The name, Florence Foster Jenkins brings
a wide grin to many an opera buff's face. She is well known to
those who follow singers, not for her superlative renderings of
selected arias, but because of the amusement imparted by arias
so badly sung! With unbearable vocality, this person's ego as
a 1940s singer became so inflated that she gave public concerts.

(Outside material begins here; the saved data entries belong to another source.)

PR #418, opened 2024-03-07
feat: Extend HealthChecks to allow AzureCosmosDbHealthCheckOptions t…

### LINKED ISSUE #417: HealthCheck Defaults Cannot be overridden

#377 Introduced support for health checks, however the default behavior of `AspNetCore.HealthChecks.CosmosDb` is to only check that the Account can be read. #377 Does not allow any way to invoke this behavior.

image
[https://www.nuget.org/packages/AspNetCore.HealthChecks.CosmosDb/](https://www.nuget.org/packages/AspNetCore.HealthChecks.CosmosDb/)

Provide a way to configure the health checks to  use the default configuration for the `AspNetCore.HealthChecks.CosmosDb` package.  The simplest solution would be to adopt the same defaults, but this would be a breaking change for anyone already using this feature.  Alternately, some override can be provided to keep the default behavior of `AspNetCore.HealthChecks.CosmosDb` rather than scanning assemblies for the `IItem` container names.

A reputation spread that the concerts were a source of good entertainment
that they became well attended for the wrong reasons. Assuming
she had genuine admirers, Foster Jenkins made private recordings,
initially for her own delectation. With tongue in cheek the company,
Melotone issued them and they sold well. It is these 78s of 1937-51
that have been dubbed and redubbed to appear first on LPs and
CD under the RCA label.
This new transfer by Naxos is lengthened to include
amusing ditties by other singers, some of which however do not
invoke an equally high level of humour.
Florence Foster Jenkins loved to sing
yet was deaf to her own inadequacies. Married to a wealthy New
Yorker who was preoccupied with business she probably cultivated
an interest in opera and singing to relieve her boredom. Perhaps
initially, she sang with others at cocktail parties where favourable
comments were expressed to her as a matter of politeness (or sympathy).

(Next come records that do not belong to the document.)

Issue #432, opened 2024-04-19
Add support for QueryRequestOption property ResponseContinuationTokenLimitInKb


victormarante:
**Is your feature request related to a problem? Please describe.**
Continuation tokens from Cosmos V3 SDK sometimes become too large for servers/browser agents too handle (either resulting in errors when receiving such a large item, or getting 414 URI too long). This issue happens when continuation token is part of route, but will also be an issue since it can be too large even for headers.

**Describe the solution you'd like**
QueryRequestOptions from the Cosmos SDK supports setting a continuation token limit. This would be helpful if it was exposed from this NuGet so we can control the size of the token in cases there it becomes to large

IEvangelist:
Hi there @victormarante - I like this proposal. Would you be interested in helping out, by providing a PR? I'm imagining that we could add an overload that exposes this to the various APIs where it's needed.

victormarante:
Hi! I can surely do so. I will look into your contribution guidelines and create a PR once I am done.

victormarante:
Noticed you don't have a contribution guideline, but I will do my best. A question on what direction you are thinking:

1. As you suggested, go through all the API's and add an overload for the API's that _may_ return a ContinuationToken, or
2. Allow users to send in either `QueryRequestOptions` or sub-set of the options to _all_ API's that utilizes it (which seems to be `DefaultRepository.Paging.cs` and `DefaultRepository.Specs.cs`

Not sure which approach you fancy, but the easier on (point 1), might be what I begin with and we'll go from there.

IEvangelist:
Yeah, I think the overload approach is the most straightforward (option 1). That seems similar to option 2, no? Wouldn't the overload accept a `QueryRequestOptions`?

IEvangelist:
@all-contributors please add @victormarante for issue and code

PR #437, opened 2024-05-06
Feature/support continuation token limit property

victormarante:
This PR will add support for the [Cosmos SDK API QueryOptionsClass](https://learn.microsoft.com/en-us/dotnet/api/microsoft.azure.cosmos.queryrequestoptions?view=azure-dotnet) which enables consumers of these APIs to provide their own settings for the `CosmosClient`.

This PR aims to solve: #432

@IEvangelist I have made an initial PR here (no tests or so yet) in order to make sure I am on the right track before spending more time on this. I have two questions that will need discussion:

- It might be confusing for users to provide both the query options _AND_ page size, as they might enter the same information twice (if they provided MaxItemCount in query options to begin with). I do not know what your thought is about this.
- Are you ok with the method overloading (i.e. that I simply call the new method from the existing API), with same logic + a default instance of `QueryOptionsClass`

### DIFF
--- a/src/Microsoft.Azure.CosmosRepository/Repositories/DefaultRepository.Paging.cs
+++ b/src/Microsoft.Azure.CosmosRepository/Repositories/DefaultRepository.Paging.cs
@@ -3,6 +3,10 @@
 
 
 // ReSharper disable once CheckNamespace
+using System.Threading;
+using Microsoft.Azure.Cosmos;
+using Microsoft.Extensions.Options;
+
 namespace Microsoft.Azure.CosmosRepository;
 
 internal sealed partial class DefaultRepository<TItem>
@@ -14,18 +18,35 @@ internal sealed partial class DefaultRepository<TItem>
         string? continuationToken = null,
         bool returnTotal = false,
         CancellationToken cancellationToken = default)
+        => await PageAsync(
+            new QueryRequestOptions() { MaxItemCount = pageSize },
+            predicate,
+            pageSize,
+            continuationToken,
+            returnTotal,
+            cancellationToken);
+
+    /// <inheritdoc/>
+    public async ValueTask<IPage<TItem>> PageAsync(
+        QueryRequestOptions requestOptions,
+        Expression<Func<TItem, bool>>? predicate = null,
+        int pageSize = 25,
+        string? continuationToken = null,
+        bool returnTotal = false,
+        CancellationToken cancellationToken = default)
     {
         Container container = await containerProvider.GetContainerAsync()
             .ConfigureAwait(false);
 
-        QueryRequestOptions options = new()
+        // make sure that if the user hasn't said the value already we take it from the pageSize parameter
+        if (requestOptions.MaxItemCount is null)
         {
-            MaxItemCount = pageSize
-        };
+            requestOptions.MaxItemCount = pageSize;
+        }
 
         IQueryable<TItem> query = container
             .GetItemLinqQueryable<TItem>(
-                requestOptions: options,
+                requestOptions: requestOptions,
                 continuationToken: continuationToken,
                 linqSerializerOptions: optionsMonitor.CurrentValue.SerializationOptions)
             .Where(repositoryExpressionProvider.Build(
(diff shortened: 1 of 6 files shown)


src/Microsoft.Azure.CosmosRepository/Repositories/DefaultRepository.Paging.cs
```diff
@@ -3,6 +3,10 @@
 
 
 // ReSharper disable once CheckNamespace
+using System.Threading;
+using Microsoft.Azure.Cosmos;
+using Microsoft.Extensions.Options;
```
IEvangelist, line 8: These should be moved to the [_GlobalUsings.cs_ file](https://github.com/IEvangelist/azure-cosmos-dotnet-repository/blob/main/src/Microsoft.Azure.CosmosRepository/GlobalUsings.cs).

src/Microsoft.Azure.CosmosRepository/Repositories/DefaultRepository.Paging.cs
```diff
@@ -13,19 +17,36 @@ internal sealed partial class DefaultRepository<TItem>
         int pageSize = 25,
         string? continuationToken = null,
         bool returnTotal = false,
-        CancellationToken cancellationToken = default)
-    {
+        CancellationToken cancellationToken = default)
+        => await PageAsync(
```
IEvangelist, line 21: Minor style nit. Prefer the goes to operator to be on the previous line. Also, if refactoring this entry point, to be an expression-bodied member it's likely we could remove `async` and `await` here to remove an extra state machine blip.

```suggestion
        CancellationToken cancellationToken = default) =>
            await PageAsync(
```

src/Microsoft.Azure.CosmosRepository/Repositories/DefaultRepository.Paging.cs
```diff
@@ -13,19 +17,36 @@ internal sealed partial class DefaultRepository<TItem>
...
+            new QueryRequestOptions() { MaxItemCount = pageSize },
```
IEvangelist, line 22:
```suggestion
            new QueryRequestOptions { MaxItemCount = pageSize },
```

src/Microsoft.Azure.CosmosRepository/Repositories/DefaultRepository.Paging.cs
```diff
@@ -61,13 +82,30 @@ internal sealed partial class DefaultRepository<TItem>
         int pageSize = 25,
         bool returnTotal = false,
         CancellationToken cancellationToken = default)
-    {
+    => await PageAsync(
+            requestOptions: new QueryRequestOptions() { MaxItemCount = pageSize },
```
IEvangelist, line 86:
```suggestion
            requestOptions: new QueryRequestOptions { MaxItemCount = pageSize },
```

src/Microsoft.Azure.CosmosRepository/Repositories/DefaultRepository.Specs.cs
```diff
@@ -11,22 +11,27 @@ internal sealed partial class DefaultRepository<TItem>
     public async ValueTask<TResult> QueryAsync<TResult>(
         ISpecification<TItem, TResult> specification,
         CancellationToken cancellationToken = default)
-        where TResult : IQueryResult<TItem>
-    {
+        where TResult : IQueryResult<TItem>
+        => await QueryAsync(specification, new QueryRequestOptions(), cancellationToken);
```
IEvangelist, line 15:
```suggestion
        where TResult : IQueryResult<TItem> =>
            await QueryAsync(specification, new QueryRequestOptions(), cancellationToken);
```

IEvangelist (commented):
Looks okay thus far... Looks like some of these are new APIs and one is modified (`PageAsync`). This is a breaking change, it's probably better to add all new APIs.

src/Microsoft.Azure.CosmosRepository/Repositories/DefaultRepository.Paging.cs
victormarante: - Refactored placement of "goes to"-operator
- Modified passthrough methods to not include async/await

IEvangelist:
@all-contributors please add @victormarante for code

victormarante:
Hi, great, thanks for reviewing this far. I would like to add some tests but unsure what exactly you prefer in terms of tests?

IEvangelist:
> Hi, great, thanks for reviewing this far. I would like to add some tests but unsure what exactly you prefer in terms of tests?

There are a lot of tests that already exist, rely on those for inspiration for new tests.

src/Microsoft.Azure.CosmosRepository/Repositories/DefaultRepository.Paging.cs
```diff
@@ -3,29 +3,47 @@
...
-            .ConfigureAwait(false);
-
-        QueryRequestOptions options = new()
-        {
-            MaxItemCount = pageSize
-        };
+            .ConfigureAwait(false);
+
+        // make sure that if the user hasn't said the value already we take it from the pageSize parameter
+        if (requestOptions.MaxItemCount is null)
```
mateuszkumpf, line 39: You must expect that null could be passed. Initialize requestOption if the value is null.

mateuszkumpf: Or throw exception

IEvangelist: But the `requestOptions` isn't nullable, are you implying that we should protect against it anyway?

mateuszkumpf: By default, I don't trust users 😂 But if for you it's OK then for me too 😄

Such a comment could easily be misread and so she developed her
interest. Her rich husband was happy to finance concerts to amuse
her whilst he was preoccupied elsewhere.
Having a voice with a thin reedy tone and no
vibrato (that can be best described as a wailing cat), it is extraordinary
that she should go as far as hiring New York's prestigious Carnegie
Hall for a concert and, I am told, fill it! There must have been
newspaper reports of this and earlier concerts to give more of
her background, yet none of the notes I have found refer to any.
The same is true for the Naxos notes except for the fact they
have given us something about the Melotone studios that released
the original 78s.
I find the listener's
amusement is heightened by the fact
that she performs with an accomplished
accompanist, Cosme McMoon (see footnote).

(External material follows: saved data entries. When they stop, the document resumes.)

PR #451, opened 2024-06-27
Resolve #425

### LINKED ISSUE #425: Minimum Autoscale Throughput should be as low as 1000 RU/s
**Describe the bug**
As specified in the  [documentation](https://learn.microsoft.com/en-us/azure/cosmos-db/autoscale-faq#what-s-the-entry-point-ru-s-for-autoscale-) the minimum autoscale throughput can be as low as 1000 RU/s from April 2022. The current implementation is using the old minimum value 4000 RU/s.

**To Reproduce**
Try to create a new container using `containerOptionsBuilder.WithAutoscaleThroughput()` using a value `1000 < maxAutoScaleThroughput < 4000 `

**Expected behavior**
The container should be created successfully without any error being thrown.

**Actual behavior**
The following error is thrown `Autoscale throughput must be between 4,000 and 1,000,000 RUs.`

philip-reed:
Resolves #425

### DIFF
--- a/tests/Microsoft.Azure.CosmosRepositoryTests/Providers/DefaultCosmosThroughputProviderTests.cs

The contrast between the serious and
accurate accompaniment and her juvenile
singing is considerable and one wonders
what pianist would allow himself to
be seen on stage knowing that the performance
would be so dreadful. How could he keep
a straight face? Since it is likely
that members of the audience would be
likely to openly snigger, how was it
that she wasn't put off? It must be
that she never looked at the audience
some of whom must have been in near-hysterics.
What is particularly funny is when Foster
Jenkins attempts low notes. She has
no voice for low notes. Listen to tk.8:
as she descends with her 'chop-sticks'
Russian to the bass register the voice
compresses to a whispering growl while
the piano merrily continues with its
Bach prelude. There is no doubt that
she was advised to sing this number
by a promoter, well knowing that a good
laugh could be delivered at her expense.
As with Hoffnung, this a must to play over coffee
to lighten a dinner party, though three tracks is as much as most
will probably stand. When analysing Foster Jenkins performance
one can hear that she is not tone deaf and has a high soprano
register, but manages to hit the wrong notes, a sort of vocal
Les Dawson (this metaphor will only work for our UK readers).
In summing up I would suggest that she is lazy and doesn't practise
her pieces. This is confirmed by the fact that on hearing a Melotone
test record when the engineer points out wrong notes she tells
the producer that there is nothing wrong with it: in other words
she can't be bothered making a second take.
As for the filler tracks, these are a mixed bag
and are not to me particularly funny, certainly not as the singers
go, or am I missing something? Perhaps I was looking for similarly
awful singers to Jenkins, but here the humour lies in the music
and what they sing. Little Jack Horner and Sing a Song
of Sixpence contain exaggerated and comic musical colour which
is matched to the needs of young children. Rossini's Cats duet
or Danny Kaye's send-up of G&S with his drunken portrayal
of Sir Joseph Porter in 'When I was a Lad' (Pinafore)
would have been better fillers had they been available.
Raymond J Walker
footnote
note by Paul Moor seen
on rmcr November 04
Several decades ago,
in New York, she invited me to tea;
I wrote about that (and a recital I
attended at the Delmonico, in an audience
the included Cole Porter & party)
in "Harper's Magazine".
Her pianist, billed as Cosmé
McMoon, actually appeared at the Met
and elsewhere as Kirsten Flagstad's
conductor of choice under his real name:
Edwin McArthur....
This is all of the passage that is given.